Work required
Each line of the listing below containing the word "suite" should be returned.

Data
PR #6779, opened 2026-08-17
Run `TestUseAdapter` on the accelerator

### LINKED ISSUE #6778: CI fails: ValueError: Pointer argument cannot be accessed from Triton (cpu tensor?)
CI fails (transiently) with minimum versions: https://github.com/huggingface/trl/actions/runs/32046322535/job/95434970188

```
FAILED tests/test_utils.py::TestUseAdapter::test_disables_on_none - ValueError: Pointer argument cannot be accessed from Triton (cpu tensor?)
FAILED tests/test_utils.py::TestUseAdapter::test_restores_previous_adapter - ValueError: Pointer argument cannot be accessed from Triton (cpu tensor?)
FAILED tests/test_utils.py::TestUseAdapter::test_with_multiple_adapters - ValueError: Pointer argument cannot be accessed from Triton (cpu tensor?)
```

Stacktrace:

```python
tests/test_utils.py:73: in test_disables_on_none
    expected = model(input_ids).logits
...
transformers/models/qwen3/modeling_qwen3.py:258: in forward
    hidden_states = self.input_layernorm(hidden_states)
liger_kernel/transformers/rms_norm.py:38: in forward
    return LigerRMSNormFunction.apply(
liger_kernel/ops/rms_norm.py:442: in rms_norm_forward
    _rms_norm_forward_kernel[(n_rows,)](
E   ValueError: Pointer argument cannot be accessed from Triton (cpu tensor?)
```

Cause: Liger patches the modeling module globally, not just the instance:

```python
# liger_kernel/transformers/monkey_patch.py:1689, in apply_liger_kernel_to_qwen3
modeling_qwen3.Qwen3RMSNorm = LigerRMSNorm
```

`Trainer` calls this via `_apply_liger_kernel_to_instance` whenever `use_liger_kernel=True`, so every Qwen3 model instantiated afterwards **in the same process** gets the Triton RMSNorm. `TestUseAdapter` then loads `trl-internal-testing/tiny-PeftModel` (base: `tiny-Qwen3ForCausalLM`) on CPU and runs the Triton kernel on CPU tensors.

The polluter is most likely `tests/test_distillation_trainer.py::TestDistillationTrainer::test_liger_allows_none_logit_scale` (and siblings), which builds a `DistillationTrainer` with a Qwen3 student and `use_liger_kernel=True`. These tests moved into `tests/` in #6647 (11250f0a), so they now share a process with `tests/test_utils.py`. It's transient because `pytest -n auto` schedules dynamically: whether a Qwen3 Liger test lands in the same worker before `TestUseAdapter` varies per run.

Not the same as #4816 (unprepared CPU ref model), despite the identical error message.

qgallouedec:
- `TestUseAdapter` left the model and inputs on CPU, unlike the rest of the test suite.
- When a Liger test runs first in the same worker, it globally patches `modeling_qwen3.Qwen3RMSNorm = LigerRMSNorm`, so the CPU forward launches a Triton kernel on CPU tensors: `ValueError: Pointer argument cannot be accessed from Triton (cpu tensor?)`.
- Move the model and `input_ids` to `torch_device`.

Fixes the transient CI failures in https://github.com/huggingface/trl/actions/runs/32046322535/job/95434970188.

Closes #6778.

---

> [!NOTE]
> **Low Risk**
> Test-only device placement in `tests/test_utils.py`; no production or library API changes.
> 
> **Overview**
> **`TestUseAdapter`** now places the PEFT model and **`input_ids`** on **`torch_device`**, matching the rest of the TRL test suite instead of leaving them on CPU.
> 
> That avoids flaky CI when a Liger test runs earlier in the same worker and globally swaps in a Triton-backed norm: a CPU forward then errors with *Pointer argument cannot be accessed from Triton (cpu tensor?)*. Behavior under test is unchanged; only device placement is updated in all three adapter tests.
> 
> <sup>Reviewed by [Cursor Bugbot](https://cursor.com/bugbot) for commit cdfc47464d5268a8a44a6356b3c8160926f09524. Bugbot is set up for automated code reviews on this repo. Configure [here](https://www.cursor.com/dashboard/bugbot).</sup>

Solution for this task
- `TestUseAdapter` left the model and inputs on CPU, unlike the rest of the test suite.
> **`TestUseAdapter`** now places the PEFT model and **`input_ids`** on **`torch_device`**, matching the rest of the TRL test suite instead of leaving them on CPU.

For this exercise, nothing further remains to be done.